Em destaque, Notícias

As causas da falta de medicamentos

Por Alessandra Monterastelli / Outras Palavras

Nos últimos dois meses, a falta de remédios e insumos nos hospitais e farmácias tornou-se notícia cada vez mais frequente. Mas um levantamento recente realizado pela Confederação Nacional de Saúde (CNSaúde), destacado ontem pelo Globorevelou a gravidade que a crise agora assume. 

Realizada em 106 hospitais e instituições similares, a pesquisa mostrou falta soro em 87,6% dos estabelecimentos; dipirona injetável em 62,9%;, neostigmina (combate doença autoimune que causa fraqueza nos músculos) em 50,5%; atropina (tratamento de arritmias cardíacas e úlcera péptica) em 49,5%); contrastes (essenciais para exames radiológicos em 43,8%); metronidazol bolsa (para infecções bacterianas em 41,9%; aminofilina (contra asma, bronquite e enfisema)  em 41%. No cenário de desabastecimento, 40% das instituições informaram ter adquirido o soro, por exemplo, por um preço duas vezes superior do que sua cotação no mercado. Quais as causas desta escassez dramática? A guerra na Ucrânia? A alta do dólar e do petróleo? A “crise internacional”?

“São simplificações de uma questão muito mais complexa. Há uma fragilidade estrutural da sustentabilidade tecnológica do sistema de saúde brasileiro”, polemiza José Gomes Temporão, ex-ministro da Saúde e ex-Diretor Executivo do Instituto Sul-americano de Governo em Saúde. Em entrevista ao Outra Saúde, o médico sanitarista explicou: as consequências estão explodindo agora, mas o problema já se prolonga há décadas e teve início durante o governo de Fernando Collor. A abertura econômica não-planejada levou ao fechamento de indústrias farmoquímicas brasileiras, então responsáveis pela produção da maioria dos princípios ativos para a produção de medicamentos. “Nos anos 1980, o Brasil produzia metade do que consumia em termos de princípios ativos, e hoje produz apenas em torno de 10%”, explica. “Hoje o Brasil importa tudo, não produz quase nada”, sintetiza Temporão.

A escassez de indústrias farmacêuticas leva a uma balança comercial negativa no setor de medicamentos. “Com a alta do dólar, esse cenário pode inclusive ameaçar o equilíbrio das contas públicas. Ainda assim, a maior vulnerabilidade é estrutural, ou seja, nós dependemos das oscilações do câmbio e da capacidade de produção de entrega da Índia, China e Europa”, argumenta o ex-ministro. E não precisava ser assim. “O Brasil, pelo seu tamanho, sua economia, pela existência do SUS, de uma base industrial que ainda é uma das mais importantes da América Latina. Há todas as condições de ampliar sua capacidade de produção endógena”, conclui. 

Ele lembra que tentou enfrentar o problema em sua gestão à frente do ministério da Saúde, no governo Lula. Na época, começou a ser implementada uma “política de fortalecimento da capacidade brasileira de produção de tecnologias estratégicas para a saúde”. O governo utilizou o poder de compra do Estado e estimulou parcerias entre laboratórios públicos e privados, oferecendo-lhes apoio de órgãos governamentais como o BNDES e da Finep. Porém, estas políticas foram encerradas nos governos posteriores ao golpe parlamentar de 2016.

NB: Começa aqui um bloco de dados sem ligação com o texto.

PR #300, opened 2019-11-29
If history state is null, return initial Url

David-OConnor:


src/routing.rs
```diff
@@ -190,6 +175,7 @@ pub fn push_route<U: Into<Url>>(url: U) -> Url {
 
     util::history()
         .push_state_with_url(&data, title, Some(&path))
+//        .push_state_with_url(&url.to_str(), title, Some(&path))
```
MartinKavik: Forgotten comment?

David-OConnor: Yea, was experimenting with your suggestion from the Issue. Unrelated: I'm getting the async CI failure on my machine as well; reverting Cargo.toml for now.

src/routing.rs
```diff
@@ -214,7 +200,12 @@ pub fn setup_popstate_listener<Ms>(
             if let Some(routing_msg) = routes(url) {
                 update(routing_msg);
             }
-        };
+        } else {
+            // `ev.state()` will be a null JsValue for the landing page.
+            if let Some(routing_msg) = routes(initial_url()) {
+                update(routing_msg);
+            }
+        }
```
MartinKavik: We should use `if`s as little as possible, especially `if let` is dangerous (as we found out because of the original issue).
And I don't like to respect DRY at all cost, but in this case we can reuse block with `update(routing_msg)`.

So I suggest to change
```rust
      if let Some(state_str) = ev.state().as_string() {
            let url: Url =
                serde_json::from_str(&state_str).expect("Problem deserializing popstate state");
            // Only update when requested for an update by the user.
            if let Some(routing_msg) = routes(url) {
                update(routing_msg);
            }
        } else {
            // `ev.state()` will be a null JsValue for the landing page.
            if let Some(routing_msg) = routes(initial_url()) {
                update(routing_msg);
            }
        }
```
To something like:
```rust
        // `ev.state()` will be a null `JsValue` for the landing page.
        let url = match ev.state().as_string() {
            Some(state_str) => serde_json::from_str(&state_str).expect("Problem deserializing popstate state"),
            None => initial_url()
        };
        // Only update when requested for an update by the user.
        if let Some(routing_msg) = routes(url) {
            update(routing_msg);
        }
```

src/routing.rs
```diff
@@ -214,7 +199,12 @@ pub fn setup_popstate_listener<Ms>(
             if let Some(routing_msg) = routes(url) {
                 update(routing_msg);
             }
-        };
+        } else {
+            // `ev.state()` will be a null JsValue for the landing page.
+            if let Some(routing_msg) = routes(initial_url()) {
```
MartinKavik: Do we want to rename `initial_url` to `current_url`? I think `initial_url` doesn't make sense with this context and it gets current url under the hood.

src/routing.rs
MartinKavik: > was experimenting with your suggestion from the Issue

Don't use `data` and use current url instead?

src/routing.rs
hwchen: Interesting note about `if let` being dangerous, I've been pretty liberal with it but this issue is a good example of why exhaustive matching is good.

MartinKavik: Yeah, my colleagues thought that I'm weird when I was writing exhaustive switches also in Typescript 😃

MartinKavik:
@David-OConnor Can we merge it? We can try to use only `current_url` instead of `data` in another PR.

Agora, questionado por O Globo, o ministério da Saúde ofereceu respostas que ou agravam ou problema, ou são pífias. Segunda a pasta, o governo autorizará a CMED, responsável por regular o mercado de medicamentos, a promover novos aumentos de preços de determinados remédios. Também reduzirá o imposto de importação de insumos para dipirona, neostigmina e bolsas para soro — o que amplia ainda mais a dependência brasileira. Segundo Temporão, é preciso dar resposta imediata à crise, mas as ações não resolvem o problema. “Se o diagnóstico é que temos uma vulnerabilidade estrutural, nós precisamos de uma política de Estado, de longo prazo, que cuide dessa dimensão da saúde”, conclui.